The first thing to be sorted out is how to define the total reward for a strategy. If we just add everything up, all strategies give infinite reward which is not very useful for comparison. One option might be to take the limit of the mean reward ie

$\lim_{n\rightarrow\infty}\frac{\sum_{m=1}^n R_m}{n}$.

The problem with this is that its value is only dependent on eventual behaviour, in the technical sense of tail events and so forth. More simply, the outcome of the first game has no effect on the value of this expression. Nor the second, nor the third and so on. It feels mathematically impossible, and indeed pointless, to choose a strategy so as to optimise a function which is in fact independent of the choice of strategy.

Instead we introduce a discount factor $\delta<1$, and instead seek to maximise

$\sum_{m=1}^\infty \delta^m R_m$.

This feels unsatisfactory at some level, as we might want all of the games to be of equal numerical significance. However, we could partially resolve our fears by taking a $\delta\uparrow 1$ limit at the end of the analysis. More directly, in any genuine application, a situation cannot be repeated indefinitely, and so it makes sense to allow the process to terminate after each go with probability $1-\delta$, with $\delta$ chosen suitably small. Now, since the payoffs for each individual round are bounded, the total payoff is also bounded.

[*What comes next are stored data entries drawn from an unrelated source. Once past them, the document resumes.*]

PR #1553, opened 2024-03-20
fix: escape certain strings when passing queries to solr

DragosIorgulescu:
These are pretty edge cases, but I did test the string that was presented in the ticket and in the following format it works correctly: https://datadryad.org/search?q=Global+Positioning+System+%5C%28GPS%5C%29


ahamelers (approved):

ryscher:
These changes are fine, but do not address the requirements in the ticket. I'll merge this and put details in the ticket itself.

PR #1554, opened 2024-03-20
fix: correct automatic peer review settings

ahamelers:
Closes https://github.com/CDL-Dryad/dryad-product-roadmap/issues/3005
Closes https://github.com/CDL-Dryad/dryad-product-roadmap/issues/3015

As with other time-homogeneous infinite horizon problems, the great advantage of this formulation is that the same game remains after one round has taken place as at the beginning. This motivates considering stationary strategies, where the rule for choosing an action is essentially the same for every round. That is, it is dependent on previous outcomes, but in a reasonably straightforward way. This definition is quite informal, but it seems that little is to be gained from making it too much tighter right now.

Some notable stationary strategies are: C, cooperate every time; D, defect every time; G, for grim, cooperate until the other agent defects, after which you defect forever; T, for tit-for-tat, initially cooperate, then do whatever the other agent did in the previous round. There is a vast body of literature, both in formal papers and in the so-called blogosphere (the reasons for this might well be an interesting subject for a separate post), concerning the relative merits of these strategies. Tit-for-tat in particular attracts much attention as a dominant strategy in a vast range of contexts. Among the features that can easily be incorporated to the model is a population evolution, where more successful strategies are more likely to propagate into subsequent generations, and noise, where with some small probability, on each turn an agent does the opposite of what they planned to do. In particular, computer simulation is easily applicable to all of these strategies, and there have even been competitions where teams submit strategies to ‘compete’ over 100,000 iterations of the Prisoners’ dilemma.

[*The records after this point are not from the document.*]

PR #1515, opened 2023-05-16
Make BBR less aggresive

lohith-bellad:
This changes does two things,
1. Avoids pacer skew that might show up when cwnd restricts us to clear pacer.used.
2. Make BBR less aggressive. In probe_bw phase instead of keeping inflight two times the BDP, we keep 1.25 times BDP. This has been tested in different RTT (<1ms, 8msec, 45msec) environments. And this greatly redcues BBR aggressiveness and retransmissions.

### DIFF
--- a/quiche/src/recovery/bbr/per_ack.rs
+++ b/quiche/src/recovery/bbr/per_ack.rs
@@ -270,7 +270,7 @@ fn bbr_enter_probe_bw(r: &mut Recovery, now: Instant) {
 
     bbr.state = BBRStateMachine::ProbeBW;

In general, we want to find Nash equilibria for the infinite game. In particular, as usual we want to reduce the number of candidates by restricting attention to subgame perfect Nash equilibria. (There are several criticisms to be made of this approach, but this is certainly a matter to be discussed elsewhere.) We say that a pair of strategies satisfy the one-stage deviation condition if neither player can improve their payoff by deviating from their strategy unilaterally for one round, then returning to that strategy. Perhaps the most interesting theorem of the book is the following: subgame perfect Nash equilibria and strategies satisfying the one-stage deviation condition are equivalent. The proof is only substantially more than definition chasing.

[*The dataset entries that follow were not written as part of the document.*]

PR #1519, opened 2023-05-22
Add API to load certificate and private key from memory buffers

### LINKED ISSUE #1511: Add `quiche_config_load_priv_key` to FFI to be able to load a priv key without writing it to disk
Currently, the only way to load a priv key using the FFI is to call `quiche_config_load_priv_key_from_pem_file`. Unfortunately, this requires writing the key to a temporary file on disk which opens all sorts of security issues (access privileges, hardware tampering to recover the deleted key...).

Adding an extra `quiche_config_load_priv_key` to FFI that would map to BoringSSL's `SSL_CTX_use_PrivateKey` would solve this issue.

lorban:
This exposes BoringSSL's  `SSL_CTX_use_certificate` and `SSL_CTX_use_PrivateKey` calls so that it's possible to pass Quiche a certificate and a private key via in-memory buffers instead of having to write files on disk containing their PEM representations.

Fixes #1511.

### DIFF
--- a/quiche/src/tls.rs
+++ b/quiche/src/tls.rs
@@ -164,6 +164,13 @@ struct SSL_PRIVATE_KEY_METHOD {
     ) -> ssl_private_key_result_t,
 }
 
+#[repr(C)]
+#[derive(Debug, Copy, Clone)]
+struct CBS {
+    data: *const u8,
+    len: libc::size_t,
+}
+
 lazy_static::lazy_static! {
     /// BoringSSL Extra Data Index for Quiche Connections
     pub static ref QUICHE_EX_DATA_INDEX: c_int = unsafe {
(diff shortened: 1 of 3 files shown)


pkropachev:
@LPardue, @ghedo, Lucas, Alessandro, could you please consider integrating this code?

quiche/src/tls.rs
```diff
@@ -251,6 +257,32 @@ impl Context {
...
+            let pkey = EVP_parse_private_key(&cbs);
+            let rc = SSL_CTX_use_PrivateKey(self.as_mut_ptr(), pkey);
+            EVP_PKEY_free(pkey);
+            rc
+        })
+    }
+
+    pub fn use_cert(&mut self, cert: *const u8, cert_len: libc::size_t) -> Result<()> {
+        map_result(unsafe {
+            let x = d2i_X509(
```
pkropachev, line 272: Does it make sense to use PEM format instead of DER to inline with `use_certificate_chain_file()` that takes path to the PEM file?

lorban: I'm not too versed in how crypto code works, but my understanding is that DER is the in-memory, machine-readable representation while PEM is the on-disk, human-readable representation.

If there is a consensus that using PEM instead of DER here would be a better idea, then I'm not opposed to that.

pkropachev: Actually, for me DER is ok, this is binary format, it doesn't require encode/decode to Base64 (like for PEM - text format). In case generating private key and certificate using SSL API in code, then I think DER format is more acceptable.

This enables us to show, for example, that the adjusted grim strategy where each player starts by always cooperating, until either player defects, at which point both defect forever, is a subgame perfect Nash equilibrium. (The apparently inconsequential change in definition from that of a grim strategy is required for subgame perfection.) We conclude that there is a natural framework in which mutual cooperation can exist as a stable solution to the infinite Prisoners’ Dilemma, as we had initially said we would like.